Task to complete: Check each line below for the word "configured" and give the count alone.

------------------------------------------------------------------------

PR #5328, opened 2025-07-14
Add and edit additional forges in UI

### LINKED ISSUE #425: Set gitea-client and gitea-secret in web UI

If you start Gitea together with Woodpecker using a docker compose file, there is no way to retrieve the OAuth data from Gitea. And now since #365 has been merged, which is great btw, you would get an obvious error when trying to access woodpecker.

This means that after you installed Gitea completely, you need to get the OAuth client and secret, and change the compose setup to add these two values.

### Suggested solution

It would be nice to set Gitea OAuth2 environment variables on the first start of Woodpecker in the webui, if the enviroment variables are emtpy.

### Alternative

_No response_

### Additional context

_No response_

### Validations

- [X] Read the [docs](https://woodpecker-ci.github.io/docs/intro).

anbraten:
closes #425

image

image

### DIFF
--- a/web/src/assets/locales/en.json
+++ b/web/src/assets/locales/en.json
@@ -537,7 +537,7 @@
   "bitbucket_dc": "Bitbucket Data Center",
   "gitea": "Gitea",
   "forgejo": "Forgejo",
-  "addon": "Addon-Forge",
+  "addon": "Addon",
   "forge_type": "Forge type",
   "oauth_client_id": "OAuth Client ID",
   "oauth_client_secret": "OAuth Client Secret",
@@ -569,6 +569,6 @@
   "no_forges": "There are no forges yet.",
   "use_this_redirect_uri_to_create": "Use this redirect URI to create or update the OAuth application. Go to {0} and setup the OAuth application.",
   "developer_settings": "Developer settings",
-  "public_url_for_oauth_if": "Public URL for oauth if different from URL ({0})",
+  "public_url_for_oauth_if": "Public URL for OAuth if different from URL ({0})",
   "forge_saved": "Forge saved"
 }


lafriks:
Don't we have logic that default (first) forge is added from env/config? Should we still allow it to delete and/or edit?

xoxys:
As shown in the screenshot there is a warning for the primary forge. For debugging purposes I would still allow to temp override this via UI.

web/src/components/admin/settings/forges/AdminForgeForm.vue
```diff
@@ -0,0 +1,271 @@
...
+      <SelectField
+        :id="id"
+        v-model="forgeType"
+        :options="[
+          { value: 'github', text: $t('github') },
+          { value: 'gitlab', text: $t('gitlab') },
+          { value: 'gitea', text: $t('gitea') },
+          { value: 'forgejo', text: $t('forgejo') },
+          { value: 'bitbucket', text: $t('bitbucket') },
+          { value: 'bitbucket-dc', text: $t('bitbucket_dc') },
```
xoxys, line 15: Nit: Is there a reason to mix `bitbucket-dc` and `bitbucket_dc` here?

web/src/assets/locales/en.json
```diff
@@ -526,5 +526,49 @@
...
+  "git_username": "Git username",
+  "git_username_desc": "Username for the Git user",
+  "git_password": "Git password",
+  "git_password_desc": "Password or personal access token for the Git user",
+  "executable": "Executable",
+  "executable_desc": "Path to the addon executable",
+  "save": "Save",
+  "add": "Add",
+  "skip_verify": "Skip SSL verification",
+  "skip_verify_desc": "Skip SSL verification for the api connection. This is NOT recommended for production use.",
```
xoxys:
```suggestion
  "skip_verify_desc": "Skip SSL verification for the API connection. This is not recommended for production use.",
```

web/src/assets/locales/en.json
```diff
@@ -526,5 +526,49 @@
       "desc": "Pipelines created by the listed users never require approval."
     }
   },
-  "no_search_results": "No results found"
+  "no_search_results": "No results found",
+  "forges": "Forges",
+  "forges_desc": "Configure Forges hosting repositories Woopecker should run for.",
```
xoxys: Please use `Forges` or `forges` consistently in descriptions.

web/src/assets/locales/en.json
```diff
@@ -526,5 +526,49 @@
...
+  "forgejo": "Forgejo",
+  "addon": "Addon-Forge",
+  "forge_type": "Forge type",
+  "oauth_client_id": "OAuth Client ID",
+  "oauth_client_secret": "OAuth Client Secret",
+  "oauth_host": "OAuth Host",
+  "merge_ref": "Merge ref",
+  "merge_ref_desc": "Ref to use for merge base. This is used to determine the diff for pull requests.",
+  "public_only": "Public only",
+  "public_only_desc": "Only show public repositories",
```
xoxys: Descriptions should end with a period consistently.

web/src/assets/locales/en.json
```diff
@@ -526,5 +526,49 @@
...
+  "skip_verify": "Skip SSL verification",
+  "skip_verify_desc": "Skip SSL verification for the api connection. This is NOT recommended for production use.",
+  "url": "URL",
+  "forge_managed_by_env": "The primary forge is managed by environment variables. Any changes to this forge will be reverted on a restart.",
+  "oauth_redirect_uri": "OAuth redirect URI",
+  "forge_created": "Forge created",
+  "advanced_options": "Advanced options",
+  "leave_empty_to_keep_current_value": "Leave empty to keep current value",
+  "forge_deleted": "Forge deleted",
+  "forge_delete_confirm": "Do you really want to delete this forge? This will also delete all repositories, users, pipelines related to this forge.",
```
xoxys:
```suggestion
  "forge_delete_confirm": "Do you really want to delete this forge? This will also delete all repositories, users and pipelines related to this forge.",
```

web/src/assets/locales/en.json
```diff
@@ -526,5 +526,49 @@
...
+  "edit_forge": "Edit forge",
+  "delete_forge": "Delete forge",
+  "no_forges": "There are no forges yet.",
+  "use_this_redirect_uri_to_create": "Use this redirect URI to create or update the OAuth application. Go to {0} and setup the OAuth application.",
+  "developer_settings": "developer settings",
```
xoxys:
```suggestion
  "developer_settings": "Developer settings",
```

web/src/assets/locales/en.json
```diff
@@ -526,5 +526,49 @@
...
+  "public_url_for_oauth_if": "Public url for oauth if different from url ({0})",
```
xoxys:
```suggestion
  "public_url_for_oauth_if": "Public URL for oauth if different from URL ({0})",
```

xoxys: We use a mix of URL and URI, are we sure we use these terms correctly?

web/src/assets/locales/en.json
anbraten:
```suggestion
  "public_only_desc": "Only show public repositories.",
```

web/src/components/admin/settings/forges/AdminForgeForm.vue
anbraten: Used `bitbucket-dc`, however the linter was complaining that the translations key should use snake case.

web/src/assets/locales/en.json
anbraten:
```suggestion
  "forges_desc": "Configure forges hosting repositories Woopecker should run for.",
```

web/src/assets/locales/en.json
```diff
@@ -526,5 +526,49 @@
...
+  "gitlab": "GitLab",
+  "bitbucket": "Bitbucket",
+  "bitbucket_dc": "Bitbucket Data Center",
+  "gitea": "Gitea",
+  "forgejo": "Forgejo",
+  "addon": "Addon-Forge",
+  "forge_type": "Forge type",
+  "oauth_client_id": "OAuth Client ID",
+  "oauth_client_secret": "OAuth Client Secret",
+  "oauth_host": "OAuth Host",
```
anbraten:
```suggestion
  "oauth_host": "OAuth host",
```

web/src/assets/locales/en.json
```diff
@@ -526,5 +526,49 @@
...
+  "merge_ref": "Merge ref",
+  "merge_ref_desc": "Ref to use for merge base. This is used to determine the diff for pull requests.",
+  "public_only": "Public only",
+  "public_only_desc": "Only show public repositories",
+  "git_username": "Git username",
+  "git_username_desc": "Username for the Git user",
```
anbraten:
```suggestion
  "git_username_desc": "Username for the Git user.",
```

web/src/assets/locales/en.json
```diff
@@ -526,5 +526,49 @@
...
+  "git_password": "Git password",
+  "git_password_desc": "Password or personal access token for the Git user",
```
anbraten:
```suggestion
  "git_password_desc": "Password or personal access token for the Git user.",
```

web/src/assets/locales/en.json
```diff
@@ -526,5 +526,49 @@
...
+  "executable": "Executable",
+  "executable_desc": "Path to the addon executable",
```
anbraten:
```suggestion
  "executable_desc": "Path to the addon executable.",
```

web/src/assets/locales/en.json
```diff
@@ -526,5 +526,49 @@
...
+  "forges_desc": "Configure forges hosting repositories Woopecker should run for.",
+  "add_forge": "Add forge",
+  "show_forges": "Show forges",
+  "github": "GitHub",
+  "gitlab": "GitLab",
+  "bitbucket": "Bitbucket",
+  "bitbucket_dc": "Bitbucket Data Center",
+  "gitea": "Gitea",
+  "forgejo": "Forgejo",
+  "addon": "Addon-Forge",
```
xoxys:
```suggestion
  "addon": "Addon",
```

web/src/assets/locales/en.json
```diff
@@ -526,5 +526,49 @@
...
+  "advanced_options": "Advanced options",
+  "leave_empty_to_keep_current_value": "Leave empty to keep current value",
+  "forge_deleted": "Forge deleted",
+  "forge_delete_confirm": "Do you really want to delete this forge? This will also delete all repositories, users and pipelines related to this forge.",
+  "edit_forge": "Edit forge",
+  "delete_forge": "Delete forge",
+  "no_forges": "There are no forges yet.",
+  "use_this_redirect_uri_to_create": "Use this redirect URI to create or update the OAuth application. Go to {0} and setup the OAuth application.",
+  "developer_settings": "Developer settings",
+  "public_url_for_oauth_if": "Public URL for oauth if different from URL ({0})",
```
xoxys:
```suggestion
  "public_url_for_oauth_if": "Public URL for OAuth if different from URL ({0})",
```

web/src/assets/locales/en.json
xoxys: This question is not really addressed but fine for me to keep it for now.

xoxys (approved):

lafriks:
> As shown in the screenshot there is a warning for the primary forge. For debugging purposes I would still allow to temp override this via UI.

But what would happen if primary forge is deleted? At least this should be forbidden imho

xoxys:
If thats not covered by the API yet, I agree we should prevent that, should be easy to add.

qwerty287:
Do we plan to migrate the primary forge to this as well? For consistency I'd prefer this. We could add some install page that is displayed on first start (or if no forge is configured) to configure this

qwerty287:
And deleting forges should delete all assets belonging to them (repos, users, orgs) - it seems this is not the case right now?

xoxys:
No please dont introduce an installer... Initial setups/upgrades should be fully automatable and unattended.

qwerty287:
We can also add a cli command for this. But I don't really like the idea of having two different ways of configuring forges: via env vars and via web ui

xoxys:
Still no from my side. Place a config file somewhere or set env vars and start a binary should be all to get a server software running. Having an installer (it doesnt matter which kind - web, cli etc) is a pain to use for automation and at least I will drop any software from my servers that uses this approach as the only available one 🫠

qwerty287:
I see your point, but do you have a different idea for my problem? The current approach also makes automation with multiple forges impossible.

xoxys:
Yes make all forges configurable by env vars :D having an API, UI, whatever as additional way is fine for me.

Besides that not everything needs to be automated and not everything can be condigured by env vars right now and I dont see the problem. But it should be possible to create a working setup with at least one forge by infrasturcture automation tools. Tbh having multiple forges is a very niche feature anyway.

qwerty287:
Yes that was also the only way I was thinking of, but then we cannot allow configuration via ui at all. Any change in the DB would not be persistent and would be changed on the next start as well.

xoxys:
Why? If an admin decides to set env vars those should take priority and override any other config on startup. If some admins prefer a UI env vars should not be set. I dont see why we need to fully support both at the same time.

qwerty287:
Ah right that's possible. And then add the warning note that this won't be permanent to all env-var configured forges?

------------------------------------------------------------------------

Output of the exercise: 2